WORK TASK » Your answer should consist of every line in the records that holds "shell".

Data records:
PR #5949, opened 2024-06-19
chore(compass-sidebar): adds an entrypoint for shell in sidebar COMPASS-8015

himanshusinghs:
## Description
Adds an entrypoint in the sidebar navigation for opening shell. The action item on connection navigation is still retained.

### How it works?
- When you don't have any connection the navigation item is disabled
- When you have just one connection the navigation item will open shell for that connection
- When you have multiple connection it will always ask which connection to open the shell in.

TASK RESULT »
chore(compass-sidebar): adds an entrypoint for shell in sidebar COMPASS-8015
Adds an entrypoint in the sidebar navigation for opening shell. The action item on connection navigation is still retained.
- When you have just one connection the navigation item will open shell for that connection
- When you have multiple connection it will always ask which connection to open the shell in.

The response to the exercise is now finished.